> **WHAT YOU NEED TO DO**: Which lines of the entries below contain the string "util"? Copy each one.

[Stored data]
PR #81, opened 2016-06-29
Add ability to override default remote repo

ilayaperumalg:
- When user provides explicit remote repository, then the default remote repo (maven central) should be removed from the list of remote repositories

### DIFF
--- a/spring-cloud-deployer-resource-maven/src/main/java/org/springframework/cloud/deployer/resource/maven/MavenProperties.java
+++ b/spring-cloud-deployer-resource-maven/src/main/java/org/springframework/cloud/deployer/resource/maven/MavenProperties.java
@@ -17,10 +17,8 @@
 package org.springframework.cloud.deployer.resource.maven;
 
 import java.io.File;
-import java.util.Collections;
 import java.util.HashMap;
 import java.util.Map;
-import java.util.Random;
 
 /**
  * Configuration Properties for Maven.
@@ -43,13 +41,10 @@ public class MavenProperties {
 	 */
 	private String localRepository = DEFAULT_LOCAL_REPO;
 
-	private static final String DEFAULT_REMOTE_REPO_KEY = "default" + new Random().nextInt();
-
 	/**
 	 * Locations of remote maven repositories from which artifacts will be downloaded, if not available locally.
 	 */
-	private Map<String, RemoteRepository> remoteRepositories = new HashMap<>(
-			Collections.singletonMap(DEFAULT_REMOTE_REPO_KEY, new RemoteRepository("http://repo1.maven.org/maven2")));
+	private Map<String, RemoteRepository> remoteRepositories = new HashMap<>();
 
 	/**
 	 * Whether the resolver should operate in offline mode.
@@ -74,10 +69,6 @@ public class MavenProperties {
 	private Integer requestTimeout;
 
 	public Map<String, RemoteRepository> getRemoteRepositories() {
-		// Since the remote repositories is a map, we need to remove the default if user provides explicit repo.
-		if (remoteRepositories.size() > 1 && remoteRepositories.containsKey(DEFAULT_REMOTE_REPO_KEY)) {
-			this.remoteRepositories.remove(DEFAULT_REMOTE_REPO_KEY);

> **WORKED SOLUTION**:
-import java.util.Collections;
 import java.util.HashMap;
 import java.util.Map;
-import java.util.Random;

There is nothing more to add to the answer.